Afternoon. Sunil finds he cannot concentrate on the report the secretary has typed up for him to review. The figures make no sense, and the words
—customer interface, product development, new virus alert—
have grown foreign, surreal. Gusts of talk and laughter flit over the cubicle wall and settle on his hair like ash. He runs his hand over the surface of his immaculately organized desk, but it gives him no pleasure. The message button on
his phone blinks redly at him like a Cyclop’s eye. There are consultants he must contact, programmers he must supervise, unhappy customers he must appease. His boss is waiting for an update on a project he is spearheading, an important project that could generate significant revenues and lead to a promotion, a move out of this cubicle into a real office with a solid oak door people would have to knock on if they wanted to talk to him. He turns to his computer and lays his fingers on the slight, concave coolness of the keys, familiar as a lover’s dimple. But his tie feels as if it’s tied too tight. He puts his hand to his throat to loosen it, then realizes he didn’t wear one this morning. He walks to the window and cranks it open. There’s a wind outside, a restless, rogue wind that slips in and shuffles through the report on his desk. Sheets rustle to the floor, but Sunil does not turn to look. He watches the gray sky as though for a sign. Is it at all like the sky under which he ran barefoot as a boy, yelling behind a cut-away kite? He must have done so. Don’t all boys? But it is hard to find a trace of it—that sky or that boyhood—in his face.

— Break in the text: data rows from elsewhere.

PR #6053, opened 2021-10-21
Transpose the table of allocation values in the cost center step-down report

### LINKED ISSUE #6039: Transpose the table of allocation bases in Cost Center Step Down Report
In the cost center step down report, we have a table of allocation bases at the bottom.  It looks like this:
image

I propose we transpose the columns/rows here.  We will probably always have more cost centers than we do bases, and it is better to have this go vertically than horizontally.

We may also want to have that final table as an optional inclusion.  On the report configuration page, we can say "Include values of allocation bases" or something with a yes/no selection so that users can hide it if they don't need it.

jmcameron:
Also adds option to suppress or display the table of allocation values.

Closes https://github.com/IMA-WorldHealth/bhima/issues/6039

**TESTING**
- Use bhima_test with sample cost center data (select showing the table)
- Compare to original data.   Here is a screenshot of the un-transposed table:
image
- Try suppressing the table

### DIFF
--- a/server/controllers/finance/cost_center_allocation_registry.js
+++ b/server/controllers/finance/cost_center_allocation_registry.js
@@ -82,7 +82,7 @@ async function fetch(session, params) {
   const hView = [];
   let totalAfterAllocation = 0;
 
-  // heck to get the correct number of colums
+  // heck to get the correct number of columns
   const numAuxiliaryCenters = data.filter(value => !value.is_principal).length;
 
   for (let i = 0; i < data.length; i++) {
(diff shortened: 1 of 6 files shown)


server/controllers/finance/cost_center_allocation_registry.js
```diff
@@ -123,14 +123,25 @@ async function fetch(session, params) {
   // cost center allocation keys details
   const { costCenterList, costCenterIndexes } = await ccAllocationKeys.fetch();
 
+  // Transpose the allocation columns
+  const allocationColumns = costCenterIndexes.map(item => item.index);
+  const allocationRows = [];
+  costCenterList.forEach((cName, i) => {
+    allocationRows.push({
+      centerName : cName,
+      allocationValues : costCenterIndexes.map(item => item.distribution[i].value),
```
mbayopanda: In a production database I experienced that `item.distribution[i]` can be undefined sometime

image

Which thrown an error for `item.distribution[i].value`

mbayopanda (commented):
I have tested it with the test database and it succeed 👍🏽 

But with our production database I have got this error: 
image

When fixed this PR can be merged

server/controllers/finance/cost_center_allocation_registry.js
jmcameron: Fixed.  @mbayopanda Please try this again.

jniles (approved):
LGTM.

bors r+

PR #6057, opened 2021-10-25
Fix(Exchange rate) display correctly the exchange rate

### LINKED ISSUE #6056: Display correctly the exchange rate in the home page
As BHIMA supports multi-currency, the exchange rate disposition in the home page has been broken.

WhatsApp Image 2021-10-25 at 01 16 14

jeremielodi:
I propose to display the exchange rates as follow :

new_rate

closes #6056

### DIFF
--- a/client/src/css/structure.css
+++ b/client/src/css/structure.css
@@ -1023,9 +1023,10 @@ td.center {
 /* -------------------------------------
     Segment Statistic Card
 --------------------------------------- */
-.ima-stat-card .ui.statistic > .value {
+.ima-stat-card .ui.statistic > .value, .exchange-rate {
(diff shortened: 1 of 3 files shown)


jmcameron (commented):
It seems to me that all currencies should be expressed in terms of the enterprise currency.  So for Bhima test, should it be something like:

  930 Fc = $1 USD
set on <date>

  0.84 eu = $1 USD
set on <date>

Similar to what you see on the exchange rate page...

jeremielodi:
Thanks @jmcameron.

jmcameron (approved):
Thanks!  Looks good.

jniles:
LGTM.

bors r+

PR #6067, opened 2021-11-04
Add global lot description and peremption

mbayopanda:
This PR adds global description and expiration date in the lot modal 

image

The need is in case we have to identify each box as a lot with a unique identifier, and we have also batch number for boxes.

We have to save two information:
- box unique identifier : lot label in bhima context
- the box lot : lot description in bhima context


jmcameron (commented):
It mostly looks good. 
I tried it and it works for the first item in the lots modal.  

However, if you click [Add] in the lots modal to enter a second lot, then the expiration date is not applied to the second item:
image

Also, should the "Activate global entry..." flag be remembered so when you re-open the lot modal it will start up in the same mode with the same global description and expiration date?  I'm not sure about the use case for this, but I thought I should ask.

mbayopanda:
Thank you @jmcameron for the review let me review it again

jmcameron (approved):
Looks fine and works nicely.
I think it is ready to go.  
However I suggest you rebase first and then release it yourself.

PR #6697, opened 2022-06-20
Fix bug in editing asset serial number during stock entry

### LINKED ISSUE #6694: Serial Number not saved when editing asset on Stock Entry
When editing an asset on stock entry, if you add a serial number to the modal, then try to edit the stock entry again, the serial number is not restored.  This is a bug.

The expected behavior is that the serial number should be restored.

jmcameron:
Fixes bug when trying to update a serial number of an asset during stock entry.

Closes https://github.com/IMA-WorldHealth/bhima/issues/6694

**TESTING**
- Use bhima_test
- Go to Stock > Stock Entry
   - Select Integration
   - Add a motorcycle (use inventory code MOT...)
   - Click on the "Lots" popup
     - Add a new label (eg, "MOT3") 
     - Add a value for the serial number
     - Click on [Submit]
   - Click on the "Lots" popup again.  The previously entered serial number should be there

### DIFF
--- a/client/src/modules/stock/entry/modals/StockEntryModalForm.service.js
+++ b/client/src/modules/stock/entry/modals/StockEntryModalForm.service.js
@@ -24,6 +24,7 @@ function StockEntryModalForm(uuid) {
     this.unit_cost = row.unit_cost || null;
     this.quantity = row.quantity || 1;
     this.lot = row.lot || null;
+    this.serial_number = row.serial_number || null;
     this.isInvalid = true;
     this.isValid = false;
     this.identifier = uuid();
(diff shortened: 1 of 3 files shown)


client/src/modules/stock/entry/modals/StockEntryModalForm.service.js
```diff
@@ -24,6 +24,7 @@ function StockEntryModalForm(uuid) {
     this.unit_cost = row.unit_cost || null;
     this.quantity = row.quantity || 1;
     this.lot = row.lot || null;
+    this.serial_number = row.serial_number || null;
```
mbayopanda, line 27: 👍🏽

mbayopanda (approved):
LGTM

jniles:
@mbayopanda has approved!

bors r+

PR #6699, opened 2022-06-21
Rename actif to immobilisation for Assets

mbayopanda:
This PR rename "Actif" to "Immobilisation" for Assets Management in French translation


mbayopanda (commented):
bors r+

PR #6704, opened 2022-06-24
Shipments updates

### LINKED ISSUE #6470: Add more shipment status states
Currently the shipment has a state for when it is ready to ship.  However, once the shipment is shipped, we have no way to change its status until you actually start unpacking it at the destination.  I would like to see another state.  In fact, I would like to see the following states
- EMPTY (new)
- PACKED ("COMPLETE", but still possible to change contents -- container not sealed).  This is current "AT_DEPOT").
- READY_FOR_SHIPMENT (packed and ready to go, and the box is sealed so you cannot change the contents)
- IN_TRANSIT (has left the source Depot but has not been received by the destination depot)
- AT_DESTINATION_DEPOT (received at the destination depot, but not unpacked).
- DELIVERED (completely unpacked regardless of whether any items were lost/stolen)
- LOST (if we are certain it will never arrive at the destination depot; implies that some followup is needed to do appropriate stock exits)

Some of the logic is already implemented in PR https://github.com/IMA-WorldHealth/bhima/pull/6394.   However I think the receiving depot needs to be able to mark that it has received it (AT_DESTINATION_DEPOT) before it unpacks it -- since it may take a while to unpack.     I would add another flag-setting option in the shipment action menu for the shipment, similar to how the "ready for shipment" one works.   Also, I would not allow stock entry from the shipment until it is AT_DESTINATION_DEPOT.   

I'm not sure we need a distinction between "Packed" and "Ready to go". What do you think?

And please add a boolean flag that all items in the shipment were received.   It would default to FALSE.  Once all the items are unpacked, the stock entry code would compare received items to the packing list and determine if all items were received and mark the final value of the flag appropriately.    That would reduce the overhead in queries to list shipments, etc.

It might be useful to have a %delivered field (based on number of items?) for the shipments registry.

jmcameron:
This PR does these updates to shipment handling
- Provides a way to mark a shipment as *delivered* to the destination depot (but not unpacked or stock entered).  Note that this  is optional but would be helpful to perform this immediately when a shipment arrives at the destination depot especially if it may take some time to unpack the shipment and enter it into the destination depot stock.
- Adds a [+New Shipment] button on the Shipments Registry for convenience
- Updates the Shipments documentation (docs/en/stock-management/movement.shipments.md
- Updates to the ready-to-ship and completed confirmation dialogs.  Added a new confirmation dialog for marking a shipment as delivered.

Closes https://github.com/IMA-WorldHealth/bhima/issues/6470

**TESTING**
- Use bhima_test
- Go to: Shipments > New Shipment
  - Create  simple shipment with one item (eg, code=MOT...)
  - Go through these steps with this shipment
    - Mark it ready to ship
    - Do Stock Exit on it (use the Shipments Registry action menu to simplify this)
    - Mark the shipment as Delivered
    - Do the Stock Entry on it (use the Shipments Registry action menu)
    - The shipment will automatically be marked complete
    - Check the Tracking Log (action menu) to verify the actions taken
- Create a new shipment (use the [+New Shipment] button in the Shipments Registry
   - Add an item with quantity > 1 (eg quinine)
   - Do Stock Exit on it (use the Shipments Registry action menu to simplify this)
   - SKIP marking the shipment as Delivered
   - Do a partial Stock Entry on it (use the Shipments Registry action menu) 
      - But edit the lot to reduce the quantity
   - The shipment should now show a status of "Partial"
   - Use the action menu to mark the shipment as completed anyway
   - Check the Tracking Log (action menu) to verify the actions taken

-----
[View rendered docs/en/stock-management/movement.shipments.md](https://github.com/jmcameron/bhima/blob/shipments-updates/docs/en/stock-management/movement.shipments.md)


mbayopanda (approved):
LGTM 👍🏽 

bors r+

PR #6710, opened 2022-06-27
Fix issue with entry of multiple assets via Lots entry modal

### LINKED ISSUE #6709: Stock entry of assets limited with quantity 1
This issue is about the fact that during a stock entry of assets, when we click on the "Lots" link, the default and fixed quantity is set to one.

In case we want to enter 3 DELL XPS with serial number "S1", "S2" and "S3"; the normal process is: 

- Go to *Stock Entry* Module
  - Click on *Integration*
  - Set the date
  - Set the description
  - Click on the "Add" button for adding lines for inventories
    - Select an asset by typing its name or code
    - Click on the "Lots" link for adding different lots of the inventory in the line

In the modal for inventories which are assets, we have a fixed quantity of 1, in our example, we would like to set quantity to 3 for our three serial numbers of DELL XPS.

jmcameron:
When you enter lots (by integration) and you want to add multiple instances of an asset, this PR makes this work more easily from the Lots modal popup.

Closes https://github.com/IMA-WorldHealth/bhima/issues/6709

**TESTING**
- use bhima_test
- Go to:  Stock > Stock Entry
  - Select [Integration]
  - Add a new line for an asset.  Use inventory code:  MOT.HCRF250RX  for a motorcycle
  - Click on the **Lots** link to bring up the Lots entry modal. 
  - You should now be able to change the global quantities
  - Since Assets must be unique with quantity===1, the quantity field is not even shown
  - Try added multiple lines (with different LOT ids)
  - Click [Submit] on the modal
  - Try clicking the **Lots** link again to verify that the info on the non-yet-saved lots is still there
  - Close the modal
  - Try adding a non-asset (eg, inventory code DINJ_TRIB1A2_0) and use the "*Lots** link and verify that the Lots modal works as normal for non-assets
  - Close the Lots entry modal
  - Click on the [Submit] button to enter the stock.   
  - Check the receipt document to verify correct enty
- Go to Asset Management > Assets Registry and verify that the new assets appear there.

### DIFF
--- a/client/src/modules/stock/entry/entry.js
+++ b/client/src/modules/stock/entry/entry.js
@@ -565,8 +565,10 @@ function StockEntryController(
     stockLine.tracking_expiration = inventory.tracking_expiration;
     stockLine.unique_item = inventory.unique_item;
     stockLine.is_asset = inventory.is_asset;
-    if (inventory.is_asset) {
-      stockLine.quantity = 1;
+    if (stockLine.lots && stockLine.lots.length > 0) {
+      stockLine.quantity = stockLine.lots.reduce((n, row) => n + row.quantity, 0);
+    } else {
+      stockLine.quantity = inventory.is_asset ? 1 : 0;
     }
 
     StockModal.openDefineLots({
--- a/client/src/modules/stock/entry/modals/lots.modal.html
+++ b/client/src/modules/stock/entry/modals/lots.modal.html
@@ -32,7 +32,6 @@
 
       <input
         ng-if="$ctrl.isCostEditable"
-        ng-disabled="$ctrl.stockLine.is_asset"
         class="form-control"
         type="number"
         ng-change="$ctrl.onChangeQuantity()"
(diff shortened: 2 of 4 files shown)


mbayopanda (commented):
I do not think it is related to this PR, but I have noticed that the quantity is doubled in the receiver depot when we do the entry with this link in the "Expedition Registry": 

image

In the case below I have just received 3 Vehicule but it shows 6 instead.

We can see the quantity doubled in the "Lot Registry"

image

To reproduce that: 
- yarn build:db
- Do a stock entry operation in a the Depot Principal of 3 Assets (MOT.HCRF250RX)
- Do a stock exit operation to the Secondary Depot of 3 Assets
- Do the stock entry operation in the Secondary Depot by using the link in the "Expedition Registry"
- Consult the "Articles en stock" and "Lot en stock" registry to check quantities

mbayopanda:
Here is another observation for a "Stock Entry" by using the "Transfert" button in the "Stock Entry" module, when we select the shipment the grid is filled with the doubled quantity: 

image

PR #6712, opened 2022-06-28
Add cost center column to the employees registry

jmcameron:
In order to facilitate the implementation of Cost Centers, this PR adds a column for Cost Centers in the employee registry.  It also adds a custom search field in the Employee registry page so that only the employees in a specific Cost Center can be listed or to list employees who are not associated with any Cost Center.

This PR also does a minor renaming of a Cost Center-related report i18n translation token to be consistent with other similar tokens.

**TESTING**
- Use bhima_test
- Create a new employee but do NOT assign them to a service
- Go to Cost Center Management > Cost Centers
  - Use the [Menu] -> Columns and show Service and Cost Center columns
  - Do [Menu] -> Save grid configuration
  - Verify that the cost centers and services are shown for the employees.  Note that no service center will be shown for the employee you just created
  - Use the [Search] modal and scroll down to select a Cost Center.  Close the Search modal
  - Verify that only employees within the specified Cost Center are shown
  - Try deleting the filter (from the filter bar and verify its operation to get the full list again
  - Use the [Search] modal and scroll down to select **Cost Center Not Defined**
  - Verify that EM.TE.3 and the newly created employee are listed (who is not assigned to service and therefore is not assigned to any cost center)
  - Export the PDF version of the report and verify that the filter info at the top of the document is correct.

**NOTE**: The PDF export now shows service and cost center.  The CSV export does also EXCEPT when you select **Cost Center Not Defined**.  Then it suppresses the cost center column.


mbayopanda (approved):
The feature is working as expected.

bors r+

PR #6722, opened 2022-07-04
Fix lost asset serial numbers in stock entry for shipments

### LINKED ISSUE #6720: Fix bug about losing asset serial number in stock entry
When doing stock entry for assets via shipments, the serial number seems to be lost when you examine the incoming lots.

jmcameron:
Fixes a bug in transferring assets using the Shipments interface where the serial_number was being lost during the stock entry phase.

Closes https://github.com/IMA-WorldHealth/bhima/issues/6720

**TESTING**
- Use bhima_test
- Go to the shipments registry:  Shipments > Shipment Registry
   - Note the lot name and serial number for the motorcycle to use in the next step
   - Create a shipment to transfer the selected motorcycle (code = MOT...) from the Primary Depot to the secondary Depot.
   - Use the action menu for the new shipment to mark is as ready to ship
   - Use the action menu for the new shipment to do the stock exit
   - Use the action menu for the new shipment to do the stock entry
      - BEFORE clicking [Submit] to complete the stock entry, click on the link to the **Lots** for the lot (asset)
      - Verify that the original serial number is still present
      - Close the lots update modal
      - Click on the main [Submit] to complete the stock entry
- In the shipments registry
   - Verify that the serial number of the selected asset is unchanged

### DIFF
--- a/client/src/modules/stock/entry/entry.js
+++ b/client/src/modules/stock/entry/entry.js
@@ -515,6 +515,7 @@ function StockEntryController(
           isValid : true,
           lot : items[index].label,
           quantity : item.quantity,
+          serial_number : items[index].serial_number,
           expiration_date : new Date(items[index].expiration_date),
           uuid : items[index].uuid,
         });
@@ -776,6 +777,7 @@ function StockEntryController(
 
         const inventory = inventoryStore.get(line.inventory_uuid);
         const entryDate = vm.movement.date || Date();
+
         line.code = inventory.code;
         line.label = inventory.label;
         line.unit_cost = inventory.price;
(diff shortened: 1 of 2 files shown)


client/src/modules/stock/entry/entry.js
```diff
@@ -515,6 +515,7 @@ function StockEntryController(
           isValid : true,
           lot : items[index].label,
           quantity : item.quantity,
+          serial_number : items[index].serial_number,
```
mbayopanda, line 518: 👍🏽

mbayopanda (approved):
Thank you @jmcameron 

bors r+

PR #6727, opened 2022-07-07
Add support for updating Cost Centers in the accounts data

### LINKED ISSUE #5983: Adding a cost center to an account does not refresh the grid
The account management grid does not refresh when we associate an account with a cost center.

jmcameron:
This PR adds a new function to the main menu under the Cost Centers registry to force updating of the cost center information for all accounts.   This function takes into account the exceptions, etc, in account references.  This is a necessary step for end-users to be able to implement cost centers effectively.

This function was necessary since currently there is no other way to update that information.  Eventually we should add a global SQL zUpdateAccountCostCenters() function that can be called any time we change account reference definitions or change which account references any cost center uses.

Closes https://github.com/IMA-WorldHealth/bhima/issues/5983

**TESTING**
- Use bhima_test
- Go to: Finance > Account Management
  - Note that only one account (60310016) has a Cost Center associated with it
- Go to:  Administration > Account References
  - Notice the new "Cost Center" column indicating which cost center uses the account reference (if any)
  - Edit p_admin and add the 101 account, click [Submit]
  - Verify that the 101 account was added
- Go to: Cost Center Management > Cost Centers 
  - Use the [Menu] > Update Accounts function
  - This will take you to the Accounts page
  - Verify that the accounts have been updated
- Double-check exclusions
  - Edit account reference p_admin again
    - Add 23, but exclude 24480040 (Mobiliers Hopital)
    - Do Cost Centers > [Menu] -> Update Accounts again and verify the correct changes


lomamech (approved):
It's very cool

server/controllers/finance/cost_center.js
```diff
@@ -337,6 +338,56 @@ function setAllocationStepOrder(req, res, next) {
...
+    const accRefs = await db.exec(accRefsql, [center.id]);
+
+    const updateAccSql = 'UPDATE account SET cost_center_id = ? WHERE id = ?';
+
+    // eslint-disable-next-line no-restricted-syntax
+    for (const ref of accRefs) {
+
+      // Get a list of accounts belonging to the cost center
+      // eslint-disable-next-line no-await-in-loop
+      const accounts = await accountReferences.getAccountsForReference(ref.abbr);
```
lomamech, line 373: :tada:

lomamech (commented):
It's very cool

lomamech (commented):
It's very cool

PR #6771, opened 2022-08-04
Use correct translation tokens for reports

jmcameron:
The recent update of many reports apparently used the incorrect/obsolete translation items for the report names.


jmcameron:
This is such a minor tweak, that I will go ahead and release it without anyone else reviewing it.

bors r+

PR #6804, opened 2022-08-31
Fix issue with stock exits without permissions for destination depot

### LINKED ISSUE #6800: Improve error handling for stock exits for shipments
If a user tries to do a stock exit for shipment there a couple of problems:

His face which he has schooled into pleasantness, so that the secretaries—especially the older ones, touching up their lipstick or patting their hair into place in the rest room—often say,
That nice Mr. Majumdar.
But today, alone in his cubicle, his face is as uncertain as a sky over which storm clouds are passing. Will there be a hurricane? His eyes flit like evening moths that sense a flame nearby.

He takes a deep breath, pulls that maverick wind into his lungs. He moves away from the window and checks his watch. Two
P.M.
Is he thinking that it’ll be at least a couple of hours before Anju gets back from school? Two dangerous hours that make his heart speed up when he thinks of what might be done
with them. There is a recklessness in the arc of his arm as he sweeps his coat from its rack. He leaves the floor littered with pages from the unread report and stops only to tell the secretary that he has to go home.